Yval <- LETTERS[1:10]
Tpm <- matrix(c(0.75,0.25,0.25,0.75),ncol=2,byrow=TRUE)
Rho <- cbind(c(rep(1,5),rep(0,5)),c(rep(0,5),rep(1,5)))/5
rownames(Rho) <- Yval
set.seed(42)
xxx <- rhmm(ylengths=rep(1000,5),nsim=1,tpm=Tpm,Rho=Rho,yval=Yval,drop=TRUE)
fit <- hmm(xxx,par0=list(tpm=Tpm,Rho=Rho),itmax=10)
print(fit$Rho) # A data frame
print(cnvrtRho(fit$Rho)) # A matrix of probabilities
# whose columns sum to 1.
# 2.
# See the help for logLikHmm() for how to generate y.num.
## Not run:
fit.num <- hmm(y.num,K=2,verb=TRUE,itmax=10)
fit.num.mix <- hmm(y.num,K=2,verb=TRUE,mixture=TRUE,itmax=10)
print(fit.num[c("tpm","Rho")])
## End(Not run)
# Note that states 1 and 2 get swapped.
# 3.
xxx <- with(SydColDisc,split(y,f=list(locn,depth)))
Yval <- c("lo","mlo","m","mhi","hi")
# Two states: above and below the thermocline.
fitSydCol <- hmm(xxx,yval=Yval,K=2,verb=TRUE,itmax=10)
# 4.
X <- split(SydColDisc[,c("ma.com","nh.com","bo.com")],
f=with(SydColDisc,list(locn,depth)))
X <- lapply(X,function(x){
as.matrix(as.data.frame(lapply(x,as.numeric)))-1})
fit.wap <- hmm(xxx,yval=Yval,K=2,X=X,verb=TRUE,itmax=10)
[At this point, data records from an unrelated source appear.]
PR #193, opened 2018-09-20
canonicalization of DO constructs

schweitzpgi:
Add tests and finish up DO loop canonicalization
Rewrites the parse tree

### DIFF
--- a/lib/semantics/canonicalize-do.cc
+++ b/lib/semantics/canonicalize-do.cc
@@ -35,6 +35,12 @@ public:
     if (!labels_.empty() && statement.label.has_value() &&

# wap <--> with auxiliary predictors.
# 5.
## Not run: # Takes too long.
fitlm <- hmm(xxx,yval=Yval,K=2,method="LM",verb=TRUE)
fitem <- hmm(xxx,yval=Yval,K=2,verb=TRUE)
# Algorithm terminates due to a decrease in the log likelihood
# at EM step 64.
newfitlm <- hmm(xxx,yval=Yval,par0=fitem,method="LM",verb=TRUE)
# The log likelihood improves from -1900.988 to -1820.314
## End(Not run)
# 6.
fitLesCount <- hmm(lesionCount,K=2,itmax=10) # Two states: relapse and remission.